I came up with this recipe as a way to use up leftover turkey from Thanksgiving, but is is also a great way to use leftover rotisserie or roasted chicken other times of the year. Feel free to sub in or add any vegetables you may have on hand, such as sliced bell peppers, regular green cabbage, broccoli or green beans.
Turkey Almond Stir Fry
½ cup sliced almonds
3/4 cup low-sodium chicken broth
3 tablespoons low-sodium soy sauce
2 teaspoons cornstarch
1 tablespoon neutral oil, such as avocado or canola
2 large cloves garlic, minced
1 tablespoon minced, peeled fresh ginger
4 scallions, thinly sliced, ¼ of green reserved for garnish
1 head Napa cabbage (about 2 pounds), cut into 1 inch wide pieces
½ pound snow peas
2 cups diced cooked turkey (about 10 ounces)

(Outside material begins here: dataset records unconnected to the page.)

PR #258, opened 2025-06-12
Migrate to Vue 3 and nextcloud/vue 9

julien-nc:
It was much longer than expected. There's a lot of things to adjust.

* `prop.sync` -> `v-model:prop`
* many components now take their value as `modelValue`
* fixed an issue when creating a new message in the chattyUI, it crashed because the sources attribute was not defined in the new message
* fixed bug when trying to preserve the "input" field when its type is not "text"
* fixed admin settings initial state: provide the default system prompts if they are empty
* I couldn't find a way to change prop values from the outside (in assistant.js) so we now use data props. We just set the initial values with props when creating the vue app. We can then change data prop values with the root component instance :weary: 
* `view.$destroy()` -> `app.unmount()`
* We can't catch events from outside Vue anymore. So we fire classic events from the modal element and catch them with `elem.addEventListener()`
* NcButton `type` prop is now `variant`
* syntax rules for `:deep` have changed
* replace vue-clipboard2 by `navigator.clipboard.writeText()`

I checked:
* submitting
* polling
* loading a task from the history
* opening a task's results from a notification
* smart picker
* text integration
* opening an output file with the viewer

It would be nice to play around and try everything. For example the agency feature.

### DIFF
--- a/src/components/AssistantTextProcessingForm.vue
+++ b/src/components/AssistantTextProcessingForm.vue
@@ -34,7 +34,8 @@
 							:selected-task-id="selectedTaskId"
 							class="history--list"
 							@try-again="onHistoryTryAgain"
-							@load-task="onHistoryLoadTask" />
+							@load-task="onHistoryLoadTask"
+							@task-deleted="onHistoryTaskDeleted" />
 					</NcAppNavigationList>
 				</NcAppNavigation>
 				<RunningEmptyContent
@@ -504,6 +505,13 @@ export default {
 
 			this.$refs?.translateForm?.setDefaultValues(true)
 			this.$refs?.assistantFormInputs?.setDefaultValues(true)
+		},
+		onHistoryTaskDeleted(task) {
+			// if the currently selected task is deleted, simulate a click on "new task"
+			// this will stop the task status polling and display the form again
+			if (task.id === this.selectedTaskId) {
+				this.onHistoryNewTask()
+			}
 		},
 	},
 }
--- a/src/components/TaskList.vue
+++ b/src/components/TaskList.vue
@@ -69,6 +69,7 @@ export default {
 		'load-task',
 		'try-again',
 		'update:loading',
+		'task-deleted',
 	],
 
 	data() {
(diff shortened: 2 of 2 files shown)


julien-nc:
> The action confirmation thingie doesn't respect chosen colors completely, which looks a bit weird

Hmmm try with the main branch. It looks exactly the same for me in `main` and `enh/noid/vue3`:

image

The note card is blue, that does not change with the theming options. The buttons follow theming and Agency actions has `background-color: var(--color-primary-element-light-hover);`. It's all intended. Do you have suggestions to improve this? Let's do it in another PR though.

> Dropdown menus don't work properly, I cannot choose anything

Done, thanks. Some NcCheckbox were not working as well. All fixed.

> Run task in the background and get notified' button doesn't work

And "Cancel" didn't work either. Bother are fixed.

julien-nc:
Thanks for the review :pray:

janepie:
Will open a new issue on the note card color :)

Two more things: when choosing a file for Transcribe audio

- [ ] from my device: when I press Cancel, the Assistant modal closes
- [ ] from Nextcloud: the modal behaves weird and has a weird sizing

janepie:
Okay, just checked, that part is also happening on main, so we can ignore it for now (and I guess it's not on our side). But the Choose button lost its color

julien-nc:
Hey, I rebased on main and solved a lot of conflicts. Could you check again that everything is working?

julien-nc:
One more fix: the `can-close` prop of `NcModal` became `no-close`.

julien-nc:
I spotted an extra issue (not related with Vue 3):
When the currently selected task is deleted (via the history entry context menu), the form is not updated so:
* If the task is scheduled/running: The loading screen stays and we keep polling the task state
* If the task is done/canceled/anything else: The form keeps showing the task result

Solution: When the task is actually deleted (in `<TaskList>`), let the upper context know (emit event caught by `<AssistantTextProcessingForm>`) and create a new task (simulate a click on "new task") so the form is cleared and we stop polling.

I'll make more checks and merge that soon.

PR #262, opened 2025-06-17
Fix input preservation

julien-nc:
Preserve inputs when switching task type only if it was text and it goes in a text field.


janepie:
like a charm ❤️

janepie (approved):

PR #288, opened 2025-06-27
Use outline icons where it makes sense

julien-nc:
And replace custom icons by material ones.


edward-ly:
also ShareVariantIcon to ShareVariantOutlineIcon, maybe

kyteinsky (commented):
Not really related to vue 3 migration but it could be a good place to fix this. It happens when the text contains large texts that cannot be wrapped on spaces like long URLs. The browser window has been shrunk horizontally too.

image

These seem like vue 3 regression/prop change.
1. User status is disabled so should not be displayed for "admin". The new prop is `hideStatus` .
2. Assistant icon is not centered

image

julien-nc:
@kyteinsky Thanks. I think both those issues are now fixed (with the last 2 commits).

½ teaspoon crushed red pepper flakes, or to taste
1 tablespoon toasted sesame oil
Toast the almonds in a dry skillet over a medium-high heat, stirring frequently, until they are golden and fragrant, about 3 minutes. In a small bowl whisk the chicken broth, soy sauce and cornstarch until the cornstarch is dissolved.
Heat the oil in a wok or very large deep skillet over a medium-high heat.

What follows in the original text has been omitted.